That can't be right; if $n = e^{100000-\gamma}+1$, $H_n$ would be approximately $100000$, not $1000$ as you require. This is due to the relationship $$\lim_{n \to \infty} H_n - \log n = \gamma,$$ where $\gamma \approx 0.57721566490153286061\ldots$ is Euler's constant.

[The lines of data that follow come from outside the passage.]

PR #705, opened 2026-03-24
Convert remediation error to not fail commands

attiasas:
## Convert remediation error to warning instead of failing commands

Fix version attachment via the remediation API is not critical to SBOM enrichment. Previously, a failure in the remediation step would propagate as a hard error, causing the entire enrich command to fail. This change makes the remediation error non-fatal by default — it is logged as an error but the command continues and returns partial results.

### Changes

- Added a `failOnRemediationError` field to `EnrichScanStrategy` (defaults to `false`) so callers can opt in to strict behaviour when needed.
- Added a `WithFailOnRemediationError` option function to configure the flag.
- Extracted the remediation logic into a dedicated `attachFixedVersionsToVulnerabilities` method for clarity.
- Updated `SbomEnrichTask` to log the remediation error and continue when `failOnRemediationError` is `false`, or propagate it when `true`.

---

-----

### DIFF
--- a/sca/scan/enrich/runner.go
+++ b/sca/scan/enrich/runner.go
@@ -19,6 +19,8 @@ import (
 type EnrichScanStrategy struct {
 	serverDetails *config.ServerDetails
 	projectKey    string
+	// Fix version attachment is not critical, so we continue even if it fails without returning an error
+	failOnRemediationError bool
 }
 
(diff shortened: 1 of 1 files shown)


attiasas:
may be reopen in future, for now keep error

PR #716, opened 2026-04-06
Add 7z as alternative for unzip

attiasas:
## Accept 7z as alternative to unzip for JAS scanner prerequisites

The `ValidateRequiredInstalledSoftware` pre-check currently hard-requires `unzip` on PATH. Environments that use 7-Zip (`7z`) instead of GNU unzip — such as many Windows-based enterprise setups — fail validation and cannot run Advanced Security Scans.

This changes the required-software data structure from a flat list to groups of alternatives, so that having **either** `unzip` or `7z` installed satisfies the zip-extraction prerequisite. The structure is extensible: future alternative tools can be added to any group without logic changes.

### Changes
- **`jas/analyzermanager.go`**
  - Changed `scannersRequiredInstalledSoftware` from `[]string` to `[][]string` where each inner slice is a group of equivalent tools (any one satisfies the requirement).
  - The zip extraction group is now `{"unzip", "7z"}`.
  - Refactored `ValidateRequiredInstalledSoftware()` to iterate groups and check if at least one alternative is available.
  - Added `isAnySoftwareInstalled()` helper for the group-level check.
  - Added `formatMissingSoftwareError()` for clear error messages that list all accepted alternatives (e.g. `"could not find any of the required executables ('unzip' or '7z') in the system PATH..."`).
- **`jas/common_test.go`**
  - Added `TestIsAnySoftwareInstalled` (5 sub-cases: single found, single missing, first alternative found, second alternative found, all missing).
  - Added `TestFormatMissingSoftwareError` (single-tool vs. multi-alternative message formatting).
  
-----


jas/analyzermanager.go
```diff
@@ -333,10 +339,30 @@ func RunAnalyzerManagerWithPipesAndDownload(envVars map[string]string, cmd strin
...
+
+func formatMissingSoftwareError(alternatives []string) error {
+	if len(alternatives) == 1 {
+		return fmt.Errorf("could not find the required '%s' executable in the system PATH to run the Advanced Security Scans", alternatives[0])
+	}
+	quoted := make([]string, len(alternatives))
+	for i, alt := range alternatives {
+		quoted[i] = "'" + alt + "'"
+	}
+	return fmt.Errorf("could not find any of the required executables (%s) in the system PATH to run the Advanced Security Scans", strings.Join(quoted, " or "))
```
eranturgeman: is switch the 'or' in the strings.Join to ',' so we will not get odd sentences when new techs are appended (a or b or c or d)

jas/analyzermanager.go
```diff
@@ -60,8 +60,14 @@ const (
 
 type JasDiffScanEnvValue string
 
-var scannersRequiredInstalledSoftware = []string{
-	"git", "unzip", "curl",
+// scannersRequiredInstalledSoftware lists groups of executables needed by the
+// scanner at runtime.  Each inner slice represents a single capability: when
+// multiple entries exist in a group, ANY one of them satisfies the requirement
+// (e.g. either "unzip" or "7z" can handle zip extraction).
```
eranturgeman:
```suggestion
// scannersRequiredInstalledSoftware lists groups of executables needed by the scanner at runtime. 
// Each inner slice represents a single capability, and  entry within a group can satisfies the requirement
```

eranturgeman (approved):
LGTM! see my comments

PR #719, opened 2026-04-06
Remove duplications in CDX format

attiasas:
### Description

Fix CycloneDX v1.6 schema compliance by removing duplicate entries in generated SBOMs. Two defects caused `uniqueItems` constraint violations:

1. **Duplicate `dependsOn` entries**: `getBinaryNodeDirectDependencies` appended child refs without deduplication (unlike its counterpart `getNodeDirectDependencies` which uses a Set). When a binary graph node listed the same child multiple times (common in Docker image layer analysis), duplicates appeared in the serialized `dependsOn` array.

2. **Duplicate license blocks**: `CreateScaComponentFromBinaryNode` iterated `node.Licenses` and created a `LicenseChoice` for each entry without checking for duplicates. If upstream data contained repeated license names (e.g. `["Unknown", "Unknown"]`), all duplicates were emitted.

### Changes

- `utils/results/common.go`:
  - `getBinaryNodeDirectDependencies`: replaced direct slice append with `datastructures.MakeSet` for deduplication, with `slices.Sort` for deterministic output order.
  - `CreateScaComponentFromBinaryNode`: added a `datastructures.MakeSet` to skip duplicate license IDs when building the license list.
- `utils/results/common_test.go`:
  - Added test case "duplicate dependencies are deduplicated" to `TestCompTreeToSbom`.
  - Added test case "duplicate licenses are deduplicated" to `TestCompTreeToSbom`.
  - Updated expected dependency order in existing test case to match the now-sorted output.

---


utils/results/common.go
```diff
@@ -1052,10 +1054,13 @@ func getDataFromBinaryNode(node *xrayUtils.BinaryGraphNode, parsed *datastructur
...
 func getBinaryNodeDirectDependencies(node *xrayUtils.BinaryGraphNode) (dependencies *[]string) {
-	dependencies = &[]string{}
+	depSet := datastructures.MakeSet[string]()
 	for _, dep := range node.Nodes {
-		*dependencies = append(*dependencies, techutils.XrayComponentIdToCdxComponentRef(dep.Id))
+		depSet.Add(techutils.XrayComponentIdToCdxComponentRef(dep.Id))
 	}
+	dependencies = &[]string{}
+	*dependencies = depSet.ToSlice()
+	slices.Sort(*dependencies)
```
eranturgeman, line 1064: should getNodeDirectDependencies sort similarly? Right now the two methods produce outputs in different orders — one alphabetical, one determined by map/set iteration, which in Go is non deterministic. If determinism is a goal, it should apply to both.

eranturgeman (approved):
see my comment

PR #740, opened 2026-04-20
BuildScan - Option to control showing Violations

attiasas:
# feat(build-scan): add `--violations` to control policy violations in output

## Summary

Adds a `--violations` CLI flag for `build-scan`, defaulting to `true`.
When set to `false`, policy violations are omitted from CLI output and from violation enrichment; with `--project`, violations are always included regardless of the flag.
If violations are omitted, the command does not treat Xray’s `fail_build` response as a CLI failure when `--fail` is used, and the results writer’s violation context is disabled accordingly.

## Changes

- `cli/docs/flags.go` — `Violations` / `BuildViolations` flag; register on `BuildScan` with help text; default `true`.
- `cli/utils.go` — `EffectiveIncludeViolations(violationsFlag, projectProvided)`; project forces inclusion.
- `cli/scancommands.go` — wire flag into `BuildScanCommand` via `SetIncludeViolations` and updated `SetIncludeVulnerabilities` condition.
- `commands/scan/buildscan.go` — `includeViolations` on `BuildScanCommand` (default `true`); guard violation enrichment, `SetHasViolationContext`, and `fail` / `FailBuild` interaction when violations are omitted.
- `cli/scancommands_test.go` — `TestEffectiveIncludeViolations` table test.

## Notes

- **Behavior**: With `--project`, violations are always included (overrides `--violations=false`).

---


cli/utils.go
```diff
@@ -126,6 +126,12 @@ func getProject(c *components.Context) string {
 	return os.Getenv(coreutils.Project)
 }
 
+// EffectiveIncludeViolations reports whether the command should surface violations in CLI results.
+// The --violations flag defaults to true; when --project is set, violations are always included.
```
orto17, line 130: when --project is set, violations are always included - should appear in the doc

cli/scancommands.go
```diff
@@ -448,10 +448,12 @@ func BuildScan(c *components.Context) error {
 	if err = validateConnectionAndViolationContextInputs(c, serverDetails, format); err != nil {
 		return err
 	}
+	includeViolations := EffectiveIncludeViolations(c.GetBoolFlagValue(flags.Violations), isProjectProvided(c))
 	buildScanCmd := scan.NewBuildScanCommand().
 		SetServerDetails(serverDetails).
 		// Sarif shouldn't include the additional all-vulnerabilities info that received by adding the vuln flag
-		SetIncludeVulnerabilities(getProject(c) == "" || (format != outputFormat.Sarif && c.GetBoolFlagValue(flags.Vuln))).
+		SetIncludeVulnerabilities(!includeViolations || (format != outputFormat.Sarif && c.GetBoolFlagValue(flags.Vuln))).
```
orto17, line 455: when omitting the getProject(c) check - isn't it a regression to the current behavior?

commands/scan/buildscan.go
orto17: Cursor: The error string still says build-scan command with '--vuln' flag is not supported when includeVulnerabilities is true. After the wiring change, includeVulnerabilities can become true because of --violations=false (!includeViolations), not only because of --vuln. If that triggers the minimum-version check, the message may confuse users. Worth aligning the error text with both causes or splitting validation paths.

orto17 (approved):

cli/scancommands.go
attiasas: No:
`includeViolations := EffectiveIncludeViolations(c.GetBoolFlagValue(flags.Violations), isProjectProvided(c))`

commands/scan/buildscan.go
attiasas: changed

cli/utils.go
attiasas: changed after consultation with the technical writer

Instead, the value should be $n = \lceil e^{1000-\gamma} \rceil$. The precise solution is $$\begin{align*} n &= 11061151102660493564107470558442113839302800185257 \\ &\quad 73739364709523772183545751724012754575975790447298 \\ &\quad 73152469512963401398362087144972181770571895264066 \\ &\quad 11408896818235684297782376446217982198174444873178 \\ &\quad 54086291163219199578560346058778552126670922875201 \\ &\quad 05386027668843119590555646814038787297694678647529 \\ &\quad 53371876940106926942747586879353194469643569674555 \\ &\quad 92893266101322085042577214698292107044628765749153 \\ &\quad 62273129090049477919400226313586034. \end{align*}$$ This was verified in Mathematica (v.9) with the command

Block[{$MaxExtraPrecision = 2000}, HarmonicNumber[#] > 1000 & 
       /@ ({#, # - 1} &[Ceiling[Exp[1000 - EulerGamma]]])]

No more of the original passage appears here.